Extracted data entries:
════════════════════

PR #214, opened 2021-12-31
Feature: basic places pricing filtering

weihesdlegend:
## Description
Backend changes for the pricing feature. Note that the pricing is only on catering locations since Google API does not provide attraction pricing info.

## Solution
* Added a price range matcher in the matching layer
* Modified cache key for planning solutions

## Testing

## Final Checks

### DIFF
--- a/planner/planner_APIs.go
+++ b/planner/planner_APIs.go
@@ -462,7 +462,7 @@ func (planner *MyPlanner) getPlanningApi(ctx *gin.Context) {
 		if planningResp.StatusCode == solution.InvalidRequestLocation {
 			ctx.String(http.StatusBadRequest, err.Error())
 		} else if planningResp.StatusCode == solution.NoValidSolution {
-			errString := "No valid solution is found.\n Please try to search with larger radius."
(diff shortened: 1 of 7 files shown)


planner/planner_APIs.go
```diff
@@ -435,7 +439,10 @@ func (planner *MyPlanner) getPlanningApi(ctx *gin.Context) {
 	}
 	iowrappers.Logger.Debugf("[%s] The number of requested planning results is %s.", requestId, numResults)
 
-	planningReq := solution.GetStandardRequest(POI.Weekday(weekday), numResultsInt)
+	priceLevel := ctx.DefaultQuery("price", "2")
```
sananand007, line 442: So default level we always keep as `2` ?

sananand007 (approved):
so how does the backend takes the input from the frontend action ?

planner/planner_APIs.go
weihesdlegend: Yes, I kept the default with average price range value.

════════════════════

What you will do —
Please copy out the records exactly as they appear.

Answer box —
PR #214, opened 2021-12-31
Feature: basic places pricing filtering

weihesdlegend:
## Description
Backend changes for the pricing feature. Note that the pricing is only on catering locations since Google API does not provide attraction pricing info.

## Solution
* Added a price range matcher in the matching layer
* Modified cache key for planning solutions

## Testing

## Final Checks

### DIFF
--- a/planner/planner_APIs.go
+++ b/planner/planner_APIs.go
@@ -462,7 +462,7 @@ func (planner *MyPlanner) getPlanningApi(ctx *gin.Context) {
 		if planningResp.StatusCode == solution.InvalidRequestLocation {
 			ctx.String(http.StatusBadRequest, err.Error())
 		} else if planningResp.StatusCode == solution.NoValidSolution {
-			errString := "No valid solution is found.\n Please try to search with larger radius."
(diff shortened: 1 of 7 files shown)


planner/planner_APIs.go
```diff
@@ -435,7 +439,10 @@ func (planner *MyPlanner) getPlanningApi(ctx *gin.Context) {
 	}
 	iowrappers.Logger.Debugf("[%s] The number of requested planning results is %s.", requestId, numResults)
 
-	planningReq := solution.GetStandardRequest(POI.Weekday(weekday), numResultsInt)
+	priceLevel := ctx.DefaultQuery("price", "2")
```
sananand007, line 442: So default level we always keep as `2` ?

sananand007 (approved):
so how does the backend takes the input from the frontend action ?

planner/planner_APIs.go
weihesdlegend: Yes, I kept the default with average price range value.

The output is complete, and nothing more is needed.